One possible fix for the cloth pads is electricians tape on the outside of the pads. I've read about that for AKGs, if I remember correctly. I'm not sure if that's a reversible fix though. I could see the tape destroying the ear pads if you try to get it off.

Personally, I wouldn't bother though because very little music that I listen to has very deep bass, and I listen at a low enough level that I barely hear it even when it's there.

Edit: I have discovered an album that goes low enough that my iPod can't play it period. It's a 3 disc collection of Buxtehude organ music.

http://www.cduniverse.com/search/xx/...rgan+Works.htm
post #12123 of 23440
Thread Starter 
Buxtehude on an iPod. Love it. Besides, us old classical jocks just love saying "Buxtehude".


[Buffalo Bob] Say kids! What time is it?

[peanut gallery] It's Buxtehude Time!

[Buffalo Bob] Not for that frickin' iPod, it isn't!

[peanut gallery] Yaaaay!
post #12124 of 23440
Quote:
Originally Posted by wualta View Post
Buxtehude on an iPod. Love it. Besides, us old classical jocks just love saying "Buxtehude".


[Buffalo Bob] Say kids! What time is it?

[peanut gallery] It's Buxtehude Time!

[Buffalo Bob] Not for that frickin' iPod, it isn't!

[peanut gallery] Yaaaay!
I bet the Sony X series and the A8xx series can, at least in WAV format. I'll have to try it on my A816...
post #12125 of 23440
Quote:
Originally Posted by iQEM View Post
sorry to ask,cos i didn't know sennheiser too much..actually i dislike how they sound,thats why i ignore em..lol
the earpads, is it oval or round? and is it wide inner hole or small? even if its using fabric pads i'm sure its gonna do low bass if you had the right seal on the cup+baffle..have you try lining the plastic cup+baffle with rubber tape or dynamat ? too many blutak would tame the whole bass (incl.low notes),my past experience from blutak mod on K518dj..just take some trial&error again on sealing&damping schemes before you try another material earpads..
The HD485 is an oval enclosure, basically open. It's got just enough structure front and back to hold it together.

After reading your post, and surmising that 12 sticks of blue tak may be sucking up some bass, I lined the edges with rubber electrical tape (between the driver and the blue tak), and then added a strip of black dense felt (not from the back, but as a strip around the edge). That made a huge difference. It's got more bass and the treble is smoother.

I think I'm sticking with where it's at for now, to see how it sounds longer term. So far I really like it.
post #12126 of 23440
Quote:
Originally Posted by Faust2D View Post
Here is a full Tomek guide to YH-100 modding as emailed to me for upload:



















I name it the EGG mod, care to guess why?

hey guys thanks for this excellent mod and writeup. i am about to try this, but i have a few questions before i start.

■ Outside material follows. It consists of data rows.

PR #839, opened 2026-09-02
fix(agent): harden task-list schema and progress

### LINKED ISSUE #830: Make task_list schemas typo-resistant and report cancellation consistently
Priority: P1

## Problem

`task_list` has two distinct UX defects.

First, its prose calls `description` a “brief description.” In session `034HvTCI5LrwbM2ZZpBMqN`, the model twice emitted a `brief` key and omitted required `description`. Nested add/update schemas do not set `additionalProperties:false`, so unknown fields can pass schema validation and may be ignored when another valid mutation is present.

Second, cancellation accounting is inconsistent. `agent/task.Summarize` and `Progress` count only `done`, while total includes cancelled tasks. The task list can therefore report `All tasks complete. Progress: 7/8 tasks complete.` The TUI uses different accounting and treats cancelled tasks as done.

Relevant code:
- `agent/internal/tool/definitions.go`: `DefTaskList`
- `agent/session_tools_task.go`: `decodeTaskArgs`, `formatTaskList`, `taskListAllDone`
- `agent/task/task_store.go`: `Summarize`, `Progress`, `UpdateWithSnapshot`
- `cmd/evener-tui/hub_status.go`: `taskSummary`
- `agent/session_tools_task_test.go`
- `agent/task/task_store_test.go`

is there a suitable replacement for bitum that i can find in the states? i tlooks like the bitum is used as a spacer in part of this mod and i think dynamat (extreme at least) would just squish and make a mess.

what is the tool called in the top left of tools i used (first picture) it looks like a compass with a knife attached to it, it would be handy for me on many occasions and i would like to get one.
(edit called circle cutter, thanks boilermaker fan)

is there 2x cotton pads per side, or only one per side?

do you guys just grab a piece of standard fiberglass insulation and go at it, or are there places to find thin sheets of fiberglass insulation?
(edit found pipe insulation should do this job perfectly)
thanks all
post #12127 of 23440
Quote:
Originally Posted by barleyguy View Post
The HD485 is an oval enclosure, basically open. It's got just enough structure front and back to hold it together.

After reading your post, and surmising that 12 sticks of blue tak may be sucking up some bass, I lined the edges with rubber electrical tape (between the driver and the blue tak), and then added a strip of black dense felt (not from the back, but as a strip around the edge). That made a huge difference. It's got more bass and the treble is smoother.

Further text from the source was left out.